Strengths and Limitations

The exclusive use of self-reported questionnaires tends to generate methodological biases such as social desirability, positive illusory bias, as well as response biases induced by item order. In the present study, the order of the questionnaires was randomized to reduce potential sequencing effects. Furthermore, the sample, entirely composed of participants from a French speaking culture and in major part of women and individuals with a high level of education, limits generalization to different populations and cultures. The sample is also drawn from the normal population, thus restricting the range of scores obtained on pathological forms of narcissism and concern. The relationships between the variables might prove different if the sample also included a substantial number of people with pathological narcissism scores above the clinical thresholds. Replication of the results with different samples and populations is therefore necessary. Results pertaining to the intimacy motive are to be considered with caution as it did not meet the basic assumption of normality. Finally, the results are based on correlation-based analyses that do not meet the conditions for causality. In this sense, the possibility that other variables are responsible for the observed relationships cannot be ruled out.

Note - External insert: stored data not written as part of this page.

PR #29903, opened 2026-08-17

kroitor:
Supersedes #29901 (closed and reopened for a fresh review pass; full history there — the first pass surfaced three API holes, all closed since: the alone-leader unhandled-rejection crash, the c# lost-add-race false-success path, and close() leaving flights pending).

Exchange-level single-flight primitives, hand-written in all six base runtimes, as pure additions:

- an alone-leader rejection is swallowed per-runtime idiom (ts `.catch`, python done-callback exception retrieval, c# `OnlyOnFaulted` observation; go channel futures and java completable futures need none — documented in place)
- the c# acquire is a retry loop: a lost add race either awaits the visible flight or elects the caller as the fresh leader — never a silent false-success
- `close()` rejects every in-flight flight with `ExchangeClosedByUser` in all six runtimes before client teardown
- a base ws test (`test.singleFlightPrimitives.ts`) pinning leader election, waiter fan-out, result delivery, the failed-flight clean-slot state, and alone-leader process survival. Complements #29891's `test.singleFlight.ts` (the client-future rendezvous pattern): two mechanisms, two tests.

**Why base primitives when binance is already fixed (#29878):** the same auth race exists in at least 10 more exchanges (aster, bingx, bitrue, xt, hashkey, deepcoin, whitebit, lbank, bitstamp, kraken — survey on #29393). The rendezvous trick parks the coordination future on a listenKey-free base-url client — convenient on binance, but several of those exchanges embed credentials in every ws url and have no natural rendezvous client. With the primitives, each exchange fix is a ~6-line wiring against a base-tested API; the follow-up PR wires all ten.

Carries the 7/7-language live-verification record from the original review rounds (verification matrix on #29393).


cs/ccxt/base/Exchange.cs
```diff
@@ -782,6 +782,16 @@ public async Task Close(bool cleanInstanceCache = false)
 
     public async Task close()
     {
+        // settle any in-flight auth flights so their waiters do not hang
+        // across a close - same idea as Client.reset
+        foreach (var flightHash in this.authenticationFlights.Keys)
```
carlotestor: ⚠️ **Warning:** Flight settlement is on the camelCase `close()` wrapper. The real teardown is `Close(bool)` (clients + `cleanInstanceCache`). Callers of `Close()` / `Close(true)` never run this loop, so auth waiters still hang — the hole this block is meant to close. Move the `TryRemove` + `ExchangeClosedByUser` sweep into `Close` itself; `close()` then inherits it.

carlotestor (commented):
## Summary

Reopen of #29901 with the three first-pass holes closed across the six-lang mirrors: waiterless reject is swallowed per runtime (`flight.catch` / asyncio done-callback / PHP `then(null, …)` / C# `OnlyOnFaulted`); C# `singleFlightAcquire` is a retry loop so a lost `TryAdd` never returns silent success; every close path rejects leftover flights with `ExchangeClosedByUser` before client teardown. Native `test.singleFlightPrimitives.ts` now includes `testAloneLeaderReject`.

## Correctness

TS/Python/PHP cooperative check-then-insert, Go mutex, and Java `putIfAbsent` + non-blocking `thenApply` match the documented contract (Acquire/Wait discard Resolve's `result`; waiters re-read a side cache). Alone-leader reject and the C# lost-add race look closed.

Remaining on the close path this PR added:

1. C# settlement is on the camelCase `close()` wrapper, not on `Close(bool)` — the method that actually tears down clients and accepts `cleanInstanceCache`. Callers of `Close()` / `Close(true)` skip the new loop, so in-flight waiters still hang on that entry point.
2. The test never closes an in-flight waiter. `await exchange.close()` runs against an idle map, then `testAloneLeaderReject` reuses that already-closed instance. The third claimed hole is implemented but not pinned.

## Labels

Applied `enhancement` + `ws`.

## Verdict

COMMENT — previous three holes addressed; two leftovers on the close path (C# entry point + missing pin).

ts/src/pro/test/base/test.singleFlightPrimitives.ts
```diff
@@ -0,0 +1,97 @@
...
+    const waiter = exchange.singleFlightWait ('auth:wait').then (() => {
+        waitState.done = true;
+    });
+    await sleep (20);
+    assert (!waitState.done, 'wait must block while the flight is in progress');
+    exchange.singleFlightResolve ('auth:wait');
+    await waiter;
+    assert (waitState.done, 'wait must return once the flight settles');
+
+    await exchange.close ();
```
carlotestor, line 79: 💡 **Suggestion:** This `close()` runs with an empty `authenticationFlights` map, then `testAloneLeaderReject` reuses the already-closed instance. That pins waiterless reject, not close-while-in-flight. Add a case: `singleFlightAcquire`, spawn a waiter, `close()`, assert the waiter rejects with `ExchangeClosedByUser` and the slot is gone.

cs/ccxt/base/Exchange.cs
kroitor: Fixed in the new head — the sweep moved to the top of `Close(bool)`, so every entry point (`close()`, `Close()`, `Close(true)`) runs it; the wrapper inherits by delegation.

ts/src/pro/test/base/test.singleFlightPrimitives.ts
kroitor: Added in the new head — `testCloseSettlesInFlight` on a fresh instance: acquire, spawn a waiter, `close()`, assert the waiter rejects with `ExchangeClosedByUser` and `authenticationFlights` is empty.

frosty00:
I don't think that these need to be in the base class though

kroitor:
> I don't think that these need to be in the base class though

There's a bunch of exchanges broken, and duplicating this code in their derived files doesn't make much sense, so it's for deduplication purposes with the fixes coming further.

kroitor:
> > I don't think that these need to be in the base class though
>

This study has several implications. To our knowledge, this is the only one that assesses the mediation effect of explicit motives in the relationship between forms of narcissism and forms of concerns. It is also one of few studies to include three forms of narcissism (GN, VN, and NN) within the same study, using a substantial sample size. Furthermore, its findings suggest that the de-subjectification of self and others in both forms of pathological narcissism may prove more nuanced than expected and rooted in inner conflicts. They also incite to relativize the adaptive aspect of NN given its negative relationship with healthy concern. Overall, the results show the importance of considering the multiple facets of individuals’ dispositions and motivations to reveal the complexity of the mechanisms involved.

Future Studies

In conclusion, future studies should attempt to replicate the present results considering the limitations raised. It would also be relevant to replicate this study within a clinical sample to determine the best approach toward narcissism in a therapeutic setting. In addition, since the concepts of concern and empathy are related, it would seem relevant to compare their relationships to the types of narcissism in future studies. Finally, it may be of interest to replicate this study with the inclusion of implicit motives, less accessible to consciousness.